Spatial analysis (especially GIS) applies digital cartographic tools to historical maps, geographically based events, demography, migration, textual production, and movement over time. Alongside technical skills, we emphasize critical perspectives on mapping: uncertainty, missing data, categorization choices, and how computational systems can reproduce bias.
An introduction to visual and spatial questions and tools in the humanities. Our primary focus is on visualizing the social data contained within literary correspondence; other areas of emphasis include network theory, color theory, data visualization tools, GIS, and how these methods can illuminate literary and cultural objects.
Elective Course
DigHum 150C - Digital Humanities and Textual and Language Analysis
Introduction to Computational Literary Analysis
Textual and language analysis addresses a range of language use, from the literary to the informal. Computational approaches can support humanistic inquiry by revealing patterns at scale—while raising interpretive questions about meaning, context, and what counts as evidence.
This course introduces computational literary analysis (the quantitative study of literature) and assumes no computer science background. We learn techniques such as stylometry, topic modeling, and word embeddings in Python. We also discuss contemporary AI language models as both tools and objects of critique—focusing on questions of bias, representation, and how computational “readings” relate to close reading.
Elective Course
DigHum 160 - Critical Digital Humanities
This course will concentrate on training a critical eye on the field, and analyzing what impact the digital has on the study of the humanities and on the culture at large. Even as computational and digital capacities allow us to ask new questions, they also powerfully shape how we organize and receive knowledge. Courses in the Critical Digital Humanities will provide a necessary space to critically evaluate how the modes and content of information-age technologies influence and impact the modes and content of humanistic inquiry.

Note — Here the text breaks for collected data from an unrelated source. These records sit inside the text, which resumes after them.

PR #2062, opened 2017-10-01
Issue 1543 twig lint replacement

### LINKED ISSUE #1543: Twig Lint is not maintained and fails valid twig code
My system information:
* Operating system type: OSX/drupal-vm
* Operating system version: Sierra/drupal-vm 4.3
* BLT version: 8.7

When I run this command:
```
blt validate:twig
```

I get the following output:
(Removed some project specific paths and file names)
```
blt > validate:twig:
     [echo] Validating twig syntax for all custom modules and themes...
KO in [path/to/]templates/content/node--[somecontenttype].html.twig (line 22)
   20           #}
   21           {% for image in node.field_product_offering_images %}
>> 22             {% set isRowEnd = loop.index is divisible by(4) %}
>> Unexpected token "name" of value "by" ("end of statement block" expected).
   23             {% set imageUrl = image.url %}
   24             {% set imageTitle = image.title %}
```

`divisible by(4)` is valid twig syntax and should not fail https://twig.sensiolabs.org/doc/1.x/tests/divisibleby.html

There's an issue on the twig lint project and a couple of PRs that haven't been updated since 2015 for this problem

https://github.com/asm89/twig-lint/issues/25
https://github.com/asm89/twig-lint/issues/33

PR that would address:
https://github.com/asm89/twig-lint/pull/23

Filing this as it looks like we should probably patch this somehow, or find another linter that is being more actively maintained.

wu-edward:
Fixes #1543.

Changes proposed:
- Remove asm89/twig-lint and use Symfony twig linter
- Run twig lint command procedurally instead of in parallel, otherwise error messages are suppressed.
- Account for Twig functions and filters added by Drupal, so that linter does not flag as invalid.
- Provide config for users to add custom Twig filters and functions that can be specified in project.yml

### DIFF
--- a/src/Robo/Blt.php
+++ b/src/Robo/Blt.php
@@ -21,9 +21,12 @@ use Robo\Common\ConfigAwareTrait;
 use Robo\Config\Config;
 use Robo\Robo;
 use Robo\Runner as RoboRunner;
+use Symfony\Bridge\Twig\Command\LintCommand;
 use Symfony\Component\Console\Input\InputInterface;
 use Symfony\Component\Console\Input\InputOption;
 use Symfony\Component\Console\Output\OutputInterface;
+use Twig\Environment;
+use Twig\Loader\FilesystemLoader;
 
 /**
  * The BLT Robo application.
@@ -78,6 +81,7 @@ class Blt implements ContainerAwareInterface, LoggerAwareInterface {
     $this->configureContainer($container);
     $this->addBuiltInCommandsAndHooks();
     $this->addPluginsCommandsAndHooks();
+    $this->addSymfonyCommands($application);
     $this->runner = new RoboRunner();
     $this->runner->setContainer($container);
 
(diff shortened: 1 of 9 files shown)


src/Robo/Blt.php
```diff
@@ -116,6 +120,60 @@ private function addPluginsCommandsAndHooks() {
...
   /**
+   * Adds Symfony (non-Robo) command classes to the application.
+   *
+   * @param \Acquia\Blt\Robo\Application $application
+   */
+  protected function addSymfonyCommands(Application $application) {
+    $twig = new Environment(new FilesystemLoader());
+
+    // Get any custom defined Twig filters to be ignored by linter.
+    $twig_filters = (array) $this->getConfig()->get('validate.twig.filters');
```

This class meets online, asynchronously.
Elective Course
DigHum 161 - Decolonial Digital Humanities
This course examines how digital humanities methodologies can reinforce or challenge colonial legacies while contributing to decolonization through ethical, critical frameworks. Integrating perspectives from Decolonial Studies, Black Feminist Studies, Indigenous Studies, Cultural Studies, and Environmental Studies, students will learn to critique and create digital storytelling projects through decolonial lenses. The course introduces digital humanities tools such as text mining, structured data analysis, and visualization, emphasizing technical skills and critical literacy. No prior experience with digital humanities is required, but basic computing competency is expected.
Elective Course
DigHum 162 - Data Science for Social Justice
This course trains students to do end-to-end data work on social problems—while making the value choices in that work explicit and testable. Instead of treating “ethics” as an add-on, we focus on the concrete places where harm or injustice can enter a project: problem formulation, data collection, labeling, measurement, modeling, evaluation, and deployment. Students will build practical skills in data analysis (cleaning, exploratory analysis, visualization, simple modeling) and learn applied techniques for responsible practice, such as documentation, bias/impact checks, subgroup evaluation, and communicating uncertainty and limitations. Case studies emphasize real-world domains where data science has high stakes: policing and criminal legal systems, housing and eviction, health access, education, labor and hiring, and platform governance.